Montrose then, drifted towards the Royalist party while Argyll became the political head of the Scottish ‘rebel’ side. Contacts and apparent shared interests with the English Parliament (such as was left in London) lead, eventually, to the Solemn League and Covenant, the invasion of England by the Scottish army and the defeat of Prince Rupert at Marston Moor in 1644, and the loss of York. Montrose, at about the same time, after a number of abortive attempts, started to win a series of victories over Scottish forces in Scotland itself.
Fraser notes a few things about the campaigns of 1644-5 in Scotland. Firstly, Montrose might have been a good, inspirational commander but his ability to undertake scouting was poor. Three times he was surprised by Government forces. Once he won (Kilsyth – he was lucky), once he drew Fyvie Castle, and once he lost (Philliphaugh). Montrose’s problem, of course, was that he had to keep winning; the war was one of reputation, at least in part.
The second thing Fraser observes is Argyll’s activities during the war. He was accused of cowardice, not least for being half-way down the loch on his boat as his forces went down to defeat at Inverlochy. Fraser thinks that this was probably sensible. Argyll was not a military man particularly, and his forces were led by an experienced solider. Further, he was not terribly well anyway, and, finally, his existence alive as a political operator in Scotland was, probably, much more important than a heroic death against clan rivals.

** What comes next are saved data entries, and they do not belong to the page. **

PR #1389, opened 2026-07-08
SecOps - 41059 - EDR in block mode is enabled when Microsoft Defender Antivirus is not the primary antivirus

sandeepjha000:
[Spec-41059](https://github.com/microsoft/ztspecs/blob/main/specs/secops/41059.md)

[Issue #908](https://github.com/microsoft/ztspecs/issues/908)

### DIFF
--- a/src/powershell/tests/Test-Assessment.41059.ps1
+++ b/src/powershell/tests/Test-Assessment.41059.ps1
@@ -69,6 +69,7 @@ function Test-Assessment-41059 {
 
     # Q2 – Retrieve the most recent Secure Score snapshot (only if Q1 succeeded).
     $latestSecureScore = $null
+    $errorMsgQ2        = $null
 
     if ($null -ne $controlProfile) {
         Write-ZtProgress -Activity $activity -Status 'Retrieving latest Microsoft Secure Score'
@@ -77,7 +78,8 @@ function Test-Assessment-41059 {
             $latestSecureScore = $scoreResponse.value | Select-Object -First 1
         }
         catch {
-            Write-PSFMessage "Failed to retrieve Secure Score snapshot: $_" -Level Warning
+            $errorMsgQ2 = $_
+            Write-PSFMessage "Failed to retrieve Secure Score snapshot: $errorMsgQ2" -Level Warning
         }
     }
 
@@ -117,9 +119,15 @@ function Test-Assessment-41059 {
     $profileTitle = $controlProfile.title
     $maxScore     = $controlProfile.maxScore
 
-    # ── Investigate: Q2 returned no snapshot ──
-    if ($null -eq $latestSecureScore) {
-        $testResultMarkdown = '⚠️ The EDR in block mode control profile exists but the current Microsoft Secure Score snapshot could not be retrieved.'
+    # ── Investigate: Q2 failed or returned no snapshot ──
+    if ($null -ne $errorMsgQ2 -or $null -eq $latestSecureScore) {
+        if ($null -ne $errorMsgQ2) {
+            $investigateReason = 'Microsoft Graph returned an unexpected error retrieving the latest Secure Score snapshot. Re-run the assessment in 5–10 minutes.'
+        }
+        else {
+            $investigateReason = 'The EDR in block mode Secure Score control or latest Secure Score snapshot could not be located.'
+        }
+        $testResultMarkdown = "⚠️ $investigateReason"
         $customStatus       = 'Investigate'
 
         $params = @{
--- a/src/powershell/tests/Test-Assessment.41059.ps1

The machinations of the various sides after the end of the First Civil War are complex enough in England. In Scotland they are even more tortuous. There were various factions, within the Kirk, within government, within defeated Royalist themselves, and that is without taking into consideration the involvement of English and Irish affairs. The point of importance is that the Scottish army was a respectable force which no-one could afford to ignore. An invasion of England from Scotland was a serious matter. The Scots, in general, had experienced officers and that made their forces quite formidable.
In the end Montrose and Argyll are linked by the fact that both were betrayed by Charles II. Montrose launched a rather pointless campaign in 1650 which he knew was hopeless, and which was used by Charles to apply pressure to the Scots. When it inevitably failed and Montrose was captured, execution was inevitable. After the Scots were smashed by the New Model Army, Argyll sort of retired and attempted to rebuild his estates which had been ravaged by the war. After the Restoration he went to London to kiss hands, and was arrested for treason. He faced a lengthy trial in Edinburgh, packed with his enemies. Argyll’s defence was sunk by letters showing that he had informed on Scottish Royalists for the Cromwellian regime. He, too, was executed.
Fraser notes that it is impossible to understand seventeenth century politics without understanding the religion of the people involved. He also notes that the tensions between centralisers and the periphery continue to this day, particularly with reference to Scotland. Montrose, he suggests, saw the King and central government as a bastion against anarchy. Argyll saw central government as potential tyranny. It is always possible that both were right, to some degree.